Bikinis have spelled sex since their invention in the 1940s. Now they sell men’s magazines, inspire diligence in dieters, and (evidently) enhance the performance of beach-volleyball players. So in honor of National Bikini Day on July 5 (yes, like National Lipstick Day and National Rubber Eraser Day, it is a thing), we add up the tiny numbers of the bikini’s racy history.
1943: Year in which wartime rationing led the U.S. government to order a 10 percent reduction in the fabric used in women’s swimwear, resulting in a bare midriff and the removal of skirt panels.
3: Number of years later that French engineer Louis Réard invented the official bikini, naming it after Bikini Atoll in the Pacific, where atomic bombs were tested that year.
30: Square inches of fabric he used.
13: Square inches of fabric used to make a thong bikini bottom today.
50,000: Number of fan letters received by French nude dancer Micheline Bernardini (shown below), after she became the first woman to be photographed in a bikini (professional models refused to wear the new design because they deemed it too shocking). As a result of the shoot, Bernardini moved to America to work as an actress.

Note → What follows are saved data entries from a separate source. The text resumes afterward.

PR #193, opened 2016-09-20
Improve database cleaner

allanmckenzie:


test-utils/test-utils-core/src/main/java/uk/gov/justice/services/test/utils/core/http/PollingRestClient.java
```diff
@@ -0,0 +1,122 @@
...
+    private final Sleeper sleeper;
+
+    /**
+     * Constructs a fully functioning PollingRestClient
+     */
+    public PollingRestClient() {
+        this(new ValidatingRestClient(), new Sleeper());
+    }
+
+    public PollingRestClient(final ValidatingRestClient validatingRestClient, Sleeper sleeper) {
```
mapingo: Missing final for Sleeper

test-utils/test-utils-core/src/main/java/uk/gov/justice/services/test/utils/core/http/HttpResponsePoller.java
```diff
@@ -20,6 +20,10 @@
 import javax.json.JsonReader;
 import javax.ws.rs.core.Response;
 
+/**
+ *
+ */
+@Deprecated
```
mapingo: Do we want to deprecate at the moment?  If we do then this needs a comment of where to go for the new version.

PR #194, opened 2016-09-20
Extend DefaultJsonEnvelope to accept JsonObject as part of the payload

deepakhalale:


deepakhalale:
The above changes are only intended to be used in test cases. In the notification context that I am working on, it's required to create a JsonEnvelope with JsonObject in the payload, for which I am using the Builder from DefaultJsonEnvelope.

deepakhalale:
Have added a test case as per the review comments from Shaun.

deepakhalale:
After discussing with @matt-rich it turns out that I don't need to update DefaultJsonEnvelope for what I am trying to test in notification context. Also updating production code which is used for only testing purpose doesn't seem right. Hence closing the PR.

PR #200, opened 2016-09-28
Sibyg

sibyg:
Review comments incorporated


common/src/main/java/uk/gov/justice/services/common/converter/LocalDateTimes.java
```diff
@@ -0,0 +1,39 @@
+package uk.gov.justice.services.common.converter;
+
+import java.time.LocalDate;
+import java.time.format.DateTimeFormatter;
+
+/**
+ * Utility functions for converting to and from {@link LocalDate} objects
+ * and ISO date format String such as '2011-12-03'
+ */
+public final class LocalDateTimes {
```
purple52: This should be called LocalDates - it doesn't deal with LocalDateTime.

test-utils/test-utils-core/src/main/java/uk/gov/justice/services/test/utils/core/random/IntegerGenerator.java
```diff
@@ -0,0 +1,15 @@
+package uk.gov.justice.services.test.utils.core.random;
+
+class IntegerGenerator extends Generator<Integer> {
```
purple52: Shouldn't this be public?

PR #203, opened 2016-09-29
TypeCheck utility added

sibyg:


sibyg:
forked from an old branch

10: The most common size for a woman wearing a two-piece swimsuit.
80: Percentage of women who try on swimwear and leave the store empty-handed.
$2,625: Starting cost of a Bikini Boot Camp six-night-stay at the Amansala Resort in Tulum, Mexico, including daily body-sculpting sessions.
1948: Year in which bikinis were banned from the Miss America pageant because officials thought they detracted from the competition’s purpose—awarding scholarships.
1997: Year in which bikinis were allowed back in the pageant.
1960: Year in which the song “Itsy Bitsy Teenie Weenie Yellow Polkadot Bikini” was released.
1965: Year Annette Funicello filmed How to Stuff a Wild Bikini (because she was pregnant, she was shot mostly from the waist up).
1962: Year Ursula Andress wore a belted white bikini in the James Bond Film Dr. No.
$60,000: Amount Andress’s famous white bikini sold for at an auction in 2001.
2002: Year in which Halle Berry wore a similar suit in Die Another Day.
2: Number of weeks it took for Bloomingdale’s in Manhattan to sell out of string bikinis in 1974.
60.4: Percentage of all Sports Illustrated swimsuit issue covers that have featured a model wearing a bikini.
$30 million: Cost of the 150-carat diamond bikini worn by Molly Sims in the 2006 Sports Illustrated swimsuit issue.
1983: Year Carrie Fisher wore a gold bikini as Princess Leia in Return of the Jedi.
$309,206,384: Total box office earnings of the film, making it the highest-grossing of the three original films in the Star Wars trilogy.
1996: Year Jennifer Aniston, as Rachel on Friends, wore a similar gold bikini to fulfill Ross’s fantasy.
1993: Year in which the bikini became the required beach-volleyball uniform for women in the Olympics. According to international ruling, the side of the bikini bottoms had to have a maximum width of 2.5 inches.
__19:__Years later that the International Volleyball Federation dropped the mandatory bikini requirements, allowing players to wear shorts and sleeved tops out of respect for the cultural beliefs of some participating countries.
75: Percentage of women who would rather have a root canal than wear a thong bikini in public.
2015: Year Women’s Health editor in chief (and former Allure beauty director), Amy Keller Laird, banned the term “bikini body” from the magazine.